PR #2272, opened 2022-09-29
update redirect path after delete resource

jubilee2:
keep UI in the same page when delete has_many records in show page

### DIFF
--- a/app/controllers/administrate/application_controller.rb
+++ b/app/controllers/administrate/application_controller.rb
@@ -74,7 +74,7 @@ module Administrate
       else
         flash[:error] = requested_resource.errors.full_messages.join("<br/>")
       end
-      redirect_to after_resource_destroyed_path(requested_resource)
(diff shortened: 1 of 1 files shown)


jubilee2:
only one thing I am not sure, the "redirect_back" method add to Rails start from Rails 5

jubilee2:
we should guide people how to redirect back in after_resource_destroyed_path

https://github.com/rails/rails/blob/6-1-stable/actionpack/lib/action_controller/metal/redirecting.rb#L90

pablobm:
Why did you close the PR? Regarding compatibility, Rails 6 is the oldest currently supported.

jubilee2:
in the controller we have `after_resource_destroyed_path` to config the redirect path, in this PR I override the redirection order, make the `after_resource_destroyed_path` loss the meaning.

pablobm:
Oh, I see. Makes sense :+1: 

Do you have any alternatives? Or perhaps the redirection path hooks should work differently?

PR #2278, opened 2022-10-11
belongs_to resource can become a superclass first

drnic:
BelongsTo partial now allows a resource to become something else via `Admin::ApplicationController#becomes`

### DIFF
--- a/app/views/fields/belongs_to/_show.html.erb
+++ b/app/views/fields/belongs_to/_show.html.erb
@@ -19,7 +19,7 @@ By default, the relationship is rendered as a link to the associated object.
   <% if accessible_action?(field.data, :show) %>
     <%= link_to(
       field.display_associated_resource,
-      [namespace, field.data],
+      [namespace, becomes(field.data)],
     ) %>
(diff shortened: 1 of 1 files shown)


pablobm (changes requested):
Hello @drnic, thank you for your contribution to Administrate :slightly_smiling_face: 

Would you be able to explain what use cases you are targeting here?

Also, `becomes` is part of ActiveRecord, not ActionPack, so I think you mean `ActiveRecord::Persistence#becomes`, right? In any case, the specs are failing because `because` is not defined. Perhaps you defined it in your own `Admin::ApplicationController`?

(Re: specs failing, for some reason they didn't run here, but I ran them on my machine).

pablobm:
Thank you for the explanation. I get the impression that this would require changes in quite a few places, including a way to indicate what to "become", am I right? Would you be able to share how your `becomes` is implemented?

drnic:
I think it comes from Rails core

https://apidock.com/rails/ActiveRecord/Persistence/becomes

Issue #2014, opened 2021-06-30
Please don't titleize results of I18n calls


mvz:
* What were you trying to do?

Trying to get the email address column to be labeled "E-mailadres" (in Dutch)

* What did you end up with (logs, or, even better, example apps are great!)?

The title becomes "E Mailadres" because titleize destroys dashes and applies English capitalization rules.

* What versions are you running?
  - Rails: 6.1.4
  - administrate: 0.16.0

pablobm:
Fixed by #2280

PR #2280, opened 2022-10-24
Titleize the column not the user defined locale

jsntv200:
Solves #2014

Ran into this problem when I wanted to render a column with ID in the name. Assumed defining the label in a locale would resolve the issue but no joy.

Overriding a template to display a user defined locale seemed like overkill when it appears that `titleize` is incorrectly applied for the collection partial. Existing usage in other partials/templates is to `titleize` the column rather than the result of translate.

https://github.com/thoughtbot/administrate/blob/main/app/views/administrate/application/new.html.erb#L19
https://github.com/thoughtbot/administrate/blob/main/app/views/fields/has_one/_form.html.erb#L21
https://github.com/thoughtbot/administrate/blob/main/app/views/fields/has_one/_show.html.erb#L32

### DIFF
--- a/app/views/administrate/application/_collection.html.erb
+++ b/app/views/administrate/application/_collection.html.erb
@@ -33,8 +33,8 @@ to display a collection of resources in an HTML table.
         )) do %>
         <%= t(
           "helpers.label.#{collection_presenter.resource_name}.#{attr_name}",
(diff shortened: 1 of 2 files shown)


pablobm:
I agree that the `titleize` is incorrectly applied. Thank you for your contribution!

> What this task involves: Once you find the line with "Fixed by #2280" in the entries above, output it and each line after it up to and including the line with "--- a/app/views/administrate/application/_collection.html.erb", and nothing else.

> Response to the task:
Fixed by #2280

PR #2280, opened 2022-10-24
Titleize the column not the user defined locale

jsntv200:
Solves #2014

Ran into this problem when I wanted to render a column with ID in the name. Assumed defining the label in a locale would resolve the issue but no joy.

Overriding a template to display a user defined locale seemed like overkill when it appears that `titleize` is incorrectly applied for the collection partial. Existing usage in other partials/templates is to `titleize` the column rather than the result of translate.

https://github.com/thoughtbot/administrate/blob/main/app/views/administrate/application/new.html.erb#L19
https://github.com/thoughtbot/administrate/blob/main/app/views/fields/has_one/_form.html.erb#L21
https://github.com/thoughtbot/administrate/blob/main/app/views/fields/has_one/_show.html.erb#L32

### DIFF
--- a/app/views/administrate/application/_collection.html.erb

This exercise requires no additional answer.